Поэтому, конечно, всё, что происходит на Украине, они рассматривают через микроскоп. Значит, возникает вопрос вот этого невроза воссоединительного, вопрос плацдарма, где можно помериться без ядерного оружия, и вопрос запуска с их стороны превентивной информационной кампании. Мы десять раз скажем: «Да вы что?! Там идет геноцид!» — а будет отвечено: «Это русская заморочка, они это подготовили заранее, мы же предупреждали общество!» Вот эти факторы говорят о том, что война возможна. А то, что на самом деле всё-таки это большая авантюра, очень большая — это говорит о том, что, может быть, в последний момент мягкие круги Соединенных Штатов всё-таки отпрыгнут.

Я не могу сказать, что это предопределено, но в любом случае знаю точно: по отношению к России просто совсем смешно говорить о том, что она может этого сама хотеть, понимаете?

Бочков: Здесь уместно будет вспомнить одно из заметных событий: 4 февраля, встреча Путина и Си Цзиньпина. И звучит: «сотрудничество России и Китая безгранично». Я, честно говоря, не припомню таких формулировок, учитывая осторожность Китая. Вот что это — вынужденное рождение нового центра силы?

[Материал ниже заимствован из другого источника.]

PR #827, opened 2026-09-10
fix(store): stop last_seq rewinding when every visible record has expired

batuhankocyigit:
## What
`read_messages()` falls back to `since or 0` for `last_seq` when every record in the
scanned window has expired (an `e-` room whose visible messages have all aged past
`CHAT_EPHEMERAL_TTL_SECONDS`). This contradicts the invariant documented right above it
in the same function — "seq must keep advancing past records nobody can read any more,
or an expired room would reuse seqs" — and the README's "seq keeps counting so no cursor
rewinds" — and disagrees with `store.last_seq()`, which reads the true high-water mark
regardless of expiry.

## Repro
- Write 5 messages to an `e-` room, then let the TTL pass so all 5 expire.
- `read_messages()` returns `count == 0` (correct) but `last_seq == 0` (wrong — the true
  value, also returned by `store.last_seq()`, is 5).
- A client that follows the response's `next: /r/<room>?since=<last_seq>` line would see
  its cursor silently reset to 0.

## Fix
Track the newest parsed record's seq during the same backward scan, before the
`since`/expiry filters run, and use it as the fallback instead of `since or 0` when the
visible window is empty. No extra I/O, no behavior change when `out` is non-empty.

## Test
Added `test_last_seq_does_not_rewind_when_every_visible_record_expires` in
`tests/unit/test_store.py`, which fails on current `main` (asserts `last_seq == 5`,
currently returns `0`) and passes with this fix.

### DIFF
--- a/src/store.py
+++ b/src/store.py
@@ -889,12 +889,15 @@ def read_messages(
     # advancing past records nobody can read any more, or an expired room would reuse seqs.
     cutoff = _cutoff(room)
     out: list[dict] = []
+    newest_seq: int | None = None  # the room's true high-water mark, even past the cutoff
     if path.exists():
         with path.open("rb") as f:
             for raw in reverse_lines(f):
                 rec = _parse(raw)
                 if rec is None:
                     continue
+                if newest_seq is None:
+                    newest_seq = rec["seq"]
                 if since is not None and rec["seq"] <= since:
                     break
                 if cutoff is not None and _expired(rec, cutoff):
@@ -907,7 +910,7 @@ def read_messages(
         "room": room,
         "count": len(out),
         "first_seq": out[0]["seq"] if out else None,
-        "last_seq": out[-1]["seq"] if out else (since or 0),
+        "last_seq": out[-1]["seq"] if out else (newest_seq if newest_seq is not None else (since or 0)),
         "generation": room_generation(root, room),
         "messages": out,
     }
--- a/src/store.py
+++ b/src/store.py
@@ -910,7 +910,7 @@ def read_messages(
         "room": room,
         "count": len(out),
         "first_seq": out[0]["seq"] if out else None,
-        "last_seq": out[-1]["seq"] if out else (newest_seq if newest_seq is not None else (since or 0)),
+        "last_seq": out[-1]["seq"] if out else max(since or 0, newest_seq or 0),
         "generation": room_generation(root, room),
         "messages": out,
     }
--- a/tests/test_store_stateful.py
+++ b/tests/test_store_stateful.py
@@ -265,7 +265,14 @@ class StoreLifecycle(RuleBasedStateMachine):
         if since is not None:
             assert all(s > since for s in seqs), "`since` returned something already seen"
         assert view["first_seq"] == (seqs[0] if seqs else None)
-        assert view["last_seq"] == (seqs[-1] if seqs else (since or 0))
+        # The empty-read fallback has to preserve both floors: the caller's own cursor,
+        # and the room's surviving high-water mark — but only when the file still holds
+        # one. A reap deletes the file outright, and read_messages does not consult the
+        # floor map there either (out of this fix's scope), so `_on_disk` is the same
+        # check the implementation implicitly makes by way of `path.exists()`.
+        on_disk = _on_disk(self.root, room)
+        floor = on_disk[-1]["seq"] if on_disk else 0
+        assert view["last_seq"] == (seqs[-1] if seqs else max(since or 0, floor))
         for message in view["messages"]:
             assert (message["from"], message["text"]) == self.said[room][message["seq"]]
 
--- a/tests/unit/test_store.py
+++ b/tests/unit/test_store.py
@@ -951,8 +951,9 @@ def test_an_unparseable_timestamp_counts_as_expired(tmp_path, stamp):
 def test_last_seq_does_not_rewind_when_every_visible_record_expires(tmp_path, monkeypatch):
     """`last_seq` deliberately does NOT filter" is the promise a few lines above it in
     read_messages — a room where every visible record has aged past the TTL must still
-    report its true high-water mark, not fall back to `since` (or 0), or a client reusing
-    the reported last_seq as its next ?since= cursor watches the counter rewind."""
+    report its true high-water mark, not fall back to `since` (or 0). The fallback must
+    not rewind the other way either: a caller whose `since` is already ahead of the room's
+    high-water mark must get its own cursor back, not the smaller discovered seq."""
     import store
 
     real_now = store._now
@@ -964,6 +965,9 @@ def test_last_seq_does_not_rewind_when_every_visible_record_expires(tmp_path, mo
     view = store.read_messages(tmp_path, "e-standup")
     assert view["count"] == 0  # everything really is expired
     assert view["last_seq"] == store.last_seq(tmp_path, "e-standup") == 5
+
+    ahead = store.read_messages(tmp_path, "e-standup", since=10)
+    assert ahead["count"] == 0 and ahead["last_seq"] == 10  # caller's cursor, not rewound
 
 
 def test_ephemeral_ttl_boundary_is_inclusive_then_expires(tmp_path, monkeypatch):
--- a/tests/unit/test_store.py
+++ b/tests/unit/test_store.py
@@ -948,6 +948,24 @@ def test_an_unparseable_timestamp_counts_as_expired(tmp_path, stamp):
     assert store.read_messages(tmp_path, "keeps-it")["count"] == 0  # a different room, empty
 
 
+def test_last_seq_does_not_rewind_when_every_visible_record_expires(tmp_path, monkeypatch):
+    """`last_seq` deliberately does NOT filter" is the promise a few lines above it in
+    read_messages — a room where every visible record has aged past the TTL must still
+    report its true high-water mark, not fall back to `since` (or 0), or a client reusing
+    the reported last_seq as its next ?since= cursor watches the counter rewind."""
+    import store
+
+    real_now = store._now
+    _at(monkeypatch, store, "2020-01-01T00:00:00.000000Z")
+    for _ in range(5):
+        store.append(tmp_path, "e-standup", "bot", "old")
+    monkeypatch.setattr(store, "_now", real_now)
+
+    view = store.read_messages(tmp_path, "e-standup")
+    assert view["count"] == 0  # everything really is expired
+    assert view["last_seq"] == store.last_seq(tmp_path, "e-standup") == 5
+
+
 def test_ephemeral_ttl_boundary_is_inclusive_then_expires(tmp_path, monkeypatch):
     """At exactly TTL the record is still within the promise; one microsecond older is not.
 


yukkie3276 (commented):
One cursor-rewind case is introduced by this fallback on current head `5d597f9d69f706dd64e10e164880a272f3e03985`. When the caller's `since` is already ahead of the room high-water mark, the reverse scan still sets `newest_seq` from the newest record before breaking on `rec["seq"] <= since`; with no output, `last_seq` then becomes that smaller `newest_seq` instead of preserving the caller's cursor. For example, a room whose newest record is seq 5 queried with `since=10` now returns `last_seq=5`, so a client following the response as its next cursor rewinds 10→5—the exact invariant this PR is trying to protect.

The empty-result fallback needs to preserve both floors, e.g. the maximum of the supplied `since` and the discovered room high-water mark, rather than preferring either one unconditionally. A focused regression with records through seq 5 and `read_messages(..., since=10)` should assert `count == 0` and `last_seq == 10`, alongside the new expired-record case that requires `last_seq == 5` when no later cursor was supplied.

batuhankocyigit:
Thanks, fixed in the follow up commit. Switched the empty result fallback to `max(since or 0, newest_seq or 0)` so the caller's own cursor is never overtaken by a smaller discovered high water mark, and added the since=10/seq=5 case you described to the regression test.

Minh3132 (commented):
One lifecycle-contract mismatch remains on exact head `e4268ebb60fc6e8eab3b93a622ac7b2d05800050`: this PR changes the empty-read `last_seq` semantics, but `tests/test_store_stateful.py` still encodes the old rule verbatim:

`assert view["last_seq"] == (seqs[-1] if seqs else (since or 0))`

That state machine already includes `e-fast`, ages record timestamps, and randomly interleaves reads with expiry/compaction/reaping. Once it reaches an ephemeral room whose file still has a high-water mark but every visible record is expired, the new implementation correctly returns that high-water mark while the model still requires `since or 0`. So the repository's sequence-level oracle now disagrees with the behavior this fix is deliberately introducing; depending on the generated sequence, `just check` can flag the intended fix as a state-machine failure, and more importantly the new cursor invariant is not protected across the lifecycle interactions this test exists to exercise.

This is distinct from the earlier `since=10` review, which is fixed on this head. CONTRIBUTING explicitly says that changes to read/expiry lifecycle promises must put the promise in `tests/test_store_stateful.py` as well. Please update the state-machine expectation so an empty read preserves both floors—the caller's `since` and the room's surviving high-water mark—and let Hypothesis cover the expired-file/compaction/reap sequences in addition to the focused unit regression.

batuhankocyigit:
The state machine's oracle was still encoding the pre-fix rule. Updated it
to preserve both floors (`since` and the room's on-disk high-water mark), gated on the
file still existing: a reap deletes the file, and read_messages's empty-read fallback
doesn't consult the floor map in that case either — that's unchanged, out of scope for
this fix so the oracle now checks `_on_disk` the same way `_resync` already does,
rather than assuming `self.seq[room]` (which does track the post-reap floor) applies
here too. Let me know if you think the reaped-room fallback should also be picked up in
this PR or as a follow up.

yukkie3276:
I would keep the reaped-room case as a separate follow-up rather than expand this PR. On current head `a19da301e621283e0b378c73098fd00a97ecd2af`, this change fixes the concrete empty-read rewind while the backing room file still exists, and a caller that already has a cursor still gets `since` back after reap, so the original cursor-nonrewind failure is closed.

Making a no-`since` read of a fully reaped room expose the retired high-water is a different contract: `read_messages()` would need to consult the persistent seq-state/floor source even when the room file is gone, changing both the reaped-room semantics and the current no-extra-I/O shape of this fix. I would merge this with the `_on_disk` state-machine model as written and, if the intended API contract is that `last_seq` must expose retired high-water even after reap, handle that narrowly in a follow-up with its own read→reap→empty-read→recreate regression.

batuhankocyigit:
Agreed keeping this scoped. The concrete cursor rewind bug (both the original
all expired case and the since ahead of high water case) is fixed and covered on this
head. I'll leave "last_seq exposes the retired high water after a reap" as a follow up
if when that's confirmed as the intended contract happy to pick it up with the
read→reap→empty-read→recreate regression you outlined, in a separate PR.

bdunn77:
Independent validation of head `a19da301` (base `20a4457b`):

- Direct reproduction on `origin/main`: five expired records, `read_messages` returns `count=0` and **`last_seq=0`**, while `last_seq()` still reports `5`. That is the rewind the PR claims.
- Same fixture on this head: empty expired view reports **`last_seq=5`**, matching `last_seq()`.
- Caller's cursor is not rewound the other way: `since=10` still returns `last_seq=10` on both main and this head.
- New unit test `test_last_seq_does_not_rewind_when_every_visible_record_expires` **passes** on this head.

No merge blockers found on the last_seq floor this PR changes. The author's own note that a reap-deleted file still falls back without consulting the floor map is out of this fix's scope and was not re-opened here.

Minh3132 (commented):
There is still one cursor-rewind shape on exact head `a19da301e621283e0b378c73098fd00a97ecd2af`: the new high-water mark is only used when `out` is empty. If the reverse scan finds at least one visible record but a *newer* parsed record is filtered as expired, `last_seq` still comes from `out[-1]["seq"]` and therefore falls below `newest_seq`.

That is reachable with the failure mode this file already treats as ordinary input: `_expired()` deliberately considers an unparseable timestamp expired. For example, an `e-` room can contain seq 4 with a valid in-TTL timestamp and seq 5 with a parseable record but malformed timestamp. The scan records `newest_seq=5`, skips seq 5 as expired, retains seq 4, and returns `count=1, last_seq=4`. A client following that cursor can then revisit seq 5's position, despite the invariant in this function that seq must advance past records nobody can read anymore. The same shape can arise from non-monotonic timestamps as well; expiry is a property of each record, not of its sequence number.

The response high-water mark should therefore preserve the discovered floor even when visible output exists, e.g. `max(out[-1]["seq"] if out else 0, since or 0, newest_seq or 0)`, rather than applying `newest_seq` only to the empty-result branch. A focused regression can append/construct a visible older record followed by a newer record whose timestamp `_expired()` rejects and assert that the visible message remains returned while `last_seq` stays at the newer sequence. This is distinct from the already-fixed `since > high-water` case and from the state-machine-oracle update: both current reviews only cover empty-result fallback semantics.

batuhankocyigit:
> There is still one cursor-rewind shape on exact head `a19da301e621283e0b378c73098fd00a97ecd2af`: the new high-water mark is only used when `out` is empty. If the reverse scan finds at least one visible record but a _newer_ parsed record is filtered as expired, `last_seq` still comes from `out[-1]["seq"]` and therefore falls below `newest_seq`.
> 
> That is reachable with the failure mode this file already treats as ordinary input: `_expired()` deliberately considers an unparseable timestamp expired. For example, an `e-` room can contain seq 4 with a valid in-TTL timestamp and seq 5 with a parseable record but malformed timestamp. The scan records `newest_seq=5`, skips seq 5 as expired, retains seq 4, and returns `count=1, last_seq=4`. A client following that cursor can then revisit seq 5's position, despite the invariant in this function that seq must advance past records nobody can read anymore. The same shape can arise from non-monotonic timestamps as well; expiry is a property of each record, not of its sequence number.
> 
> The response high-water mark should therefore preserve the discovered floor even when visible output exists, e.g. `max(out[-1]["seq"] if out else 0, since or 0, newest_seq or 0)`, rather than applying `newest_seq` only to the empty-result branch. A focused regression can append/construct a visible older record followed by a newer record whose timestamp `_expired()` rejects and assert that the visible message remains returned while `last_seq` stays at the newer sequence. This is distinct from the already-fixed `since > high-water` case and from the state-machine-oracle update: both current reviews only cover empty-result fallback semantics.

I don't think this scenario is reachable on this head happy to be shown otherwise with
a failing test, but let me walk through why I think it isn't.

The loop breaks on the first since-truncated or expired record hit during the reverse
(newest-to-oldest) scan; it doesn't skip past one to keep collecting older records:

    if since is not None and rec["seq"] <= since:
        break
    if cutoff is not None and _expired(rec, cutoff):
        break
    out.append(rec)

Records are written in strictly ascending seq order (append-only), so reverse_lines()
visits them newest-seq-first. If seq 5 is the newest on disk and gets filtered (expired
or since-truncated), the loop hits it *first* and breaks immediately — seq 4 is never
reached, so `out` would be `[]`, not `[rec4]`. `count=1, last_seq=4` while `newest_seq=5`
isn't something this control flow can produce.

More generally: whenever `out` is non-empty, `out[-1]["seq"] == newest_seq` always holds,
because any record newer than `out[-1]` that got filtered would have caused the break
before `out[-1]` could ever be appended. So the empty-result branch is the only place
that needs the fallback, which is what this fix does.

If you have a concrete repro (a fixture where this actually produces count>0 with
last_seq < newest_seq), I'd like to see it — that would mean I'm wrong about the control
flow somewhere. Otherwise I'd rather not add the unconditional max() since it'd be dead
weight on a path that can't diverge.

sailorpepe:
Maintainer triage on #324 recommended landing this PR's arithmetic and carrying my tests
across. Agreed — your expression is correct and mine was not, so I am closing #324 and
offering the tests here. No attribution needed; take whatever is useful.

I reproduced the divergence before conceding it. Room holds seq 1-5, all expired, caller
polls `since=1`:

```
#324 form  -> last_seq=1     re-poll since=1 -> last_seq=1   (stalls, never advances)
max() form -> last_seq=5
```

`#324` echoed `since` whenever it was present, which only avoids the zero case and leaves a
stale cursor parked below the expired band — the same starvation #287 is about, reached
from a different starting cursor. Mine computed the high-water mark in the scan and then
discarded it; `max(since or 0, newest_seq or 0)` uses it. Worth noting for the record that
#324 matched issue #287's own suggested one-liner verbatim, so the gap was in the
suggestion rather than in your reading of it.

Two tests from #324 that this PR does not have. I verified both pass against your
arithmetic — I swapped `max(since or 0, newest_seq or 0)` into my branch and ran them:

**1. `test_fully_expired_ephemeral_room_keeps_its_cursor`** (`tests/unit/test_store.py`) —
the whole-room case rather than a partial expiry: every record past the cutoff, no `since`,
asserting the view still reports the durable seq rather than 0, and that an explicit
`since` at the high-water mark echoes it back.

**2. The stateful-machine invariant** (`tests/test_store_stateful.py`) — carries the
promise into the Hypothesis model that generates `say -> advance -> reap -> read`
orderings, so a future change to the retention path fails there rather than in review. The
rule it states is "never 0 while records remain, or a client following `next` rewinds past
them (#287)". Under `max()` that statement is finally true in both halves; under #324 it
was only true of the zero case, which is the defect the triage found.

Both are in #324's diff at head `150c3df` if it is easier to cherry-pick than retype:
`tests/unit/test_store.py` and `tests/test_store_stateful.py`.

One suggestion, take it or leave it: a case asserting the *stale* cursor directly —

Кургинян: Да, вынужденное рождение нового центра сил. Китай жил в дружбе с нами — как сыр в масле катался. Мао Цзэдун устроил конфликт с Советским Союзом — на Даманском острове и везде, затем мы сглупили еще при Хрущеве, когда китайцы не захотели разоблачать культ личности, а мы на них обиделись, возникли плохие отношения. Потом в Китай ездил Киссинджер, и возникла идея, что первая держава должна соединиться с третьей, чтобы победить вторую: один плюс три против два. Это классическая американская схема. «Три» был Китай. Началась дружба американцев с Китаем.

Потом возникла ситуация, при которой капитал решил, что он будет перемещать туда реальные производительные силы, потому что в Китае рабочие аккуратные, их много, и они дешевые. Началось развитие Китая при Дэн Сяопине.

Потом Китай развился так, что американцы обалдели. Он перешел с этих сборочных и прочих мелочей на совсем другие технологии. Они открыли рот.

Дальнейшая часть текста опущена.